Instagram-owned Meta says it is juggling concerns about child safety with young people’s free expression. The company admitted that two posts seen by Molly and shown to the court would have violated Instagram’s policies at the time. But Elizabeth Lagone, head of health and well-being policy at Meta, told last week’s inquest that it is “important to give people that voice” if they are struggling with suicidal thoughts. When the Russell family lawyer, Oliver Sanders, asked Lagone if she agreed that the content viewed by Molly and seen by the court was “not safe,” Lagone responded: “I think it is safe for people to be able to express themselves.”

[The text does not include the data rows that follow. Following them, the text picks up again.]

PR #4034, opened 2025-03-26
Feat: Introduce `sqlmesh lint` command

VaggelisD:


docs/reference/cli.md
```diff
@@ -522,3 +523,14 @@ Options:
...
   --help                          Show this message and exit.
 ```
+
+## lint
+```
+Usage: sqlmesh lint [OPTIONS]
+  Run linter for the target model(s).
+
+Options:
+  --model TEXT           A model to lint. Multiple models can be lint.
```
georgesittas, line 533: Let's include that if no models are specified, then every model will be linted.

sqlmesh/cli/main.py
```diff
@@ -1007,3 +1007,22 @@ def dlt_refresh(
...
+@click.pass_obj
+@error_handler
+@cli_analytics
+def lint(
+    obj: Context,
+    models: t.Iterator[str],
+) -> None:
+    """Run the linter for the target model(s)."""
+    model_list = list(obj.get_model(model) for model in models) if models else obj.models.values()
+    obj.lint_models(*model_list)
```
georgesittas, line 1028: Why are we constructing the model list here instead of `lint_models`? If you do this you'll have to repeat the logic in the magics, etc.

docs/reference/cli.md
izeigerman, line 533:
```suggestion
  --model TEXT           A model to lint. Multiple models can be linted.
```
`linted` or `checked`

izeigerman (approved):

These comments embody what researchers say are major differences between the two platforms. “Pinterest is much more concerned with being decisive, being clear, and de-platforming content that does not meet their standards,” says Samuel Woolley, program director for the propaganda research lab at the University of Texas, Austin. “Instagram and Facebook … tend to be much more concerned with running up against free speech.”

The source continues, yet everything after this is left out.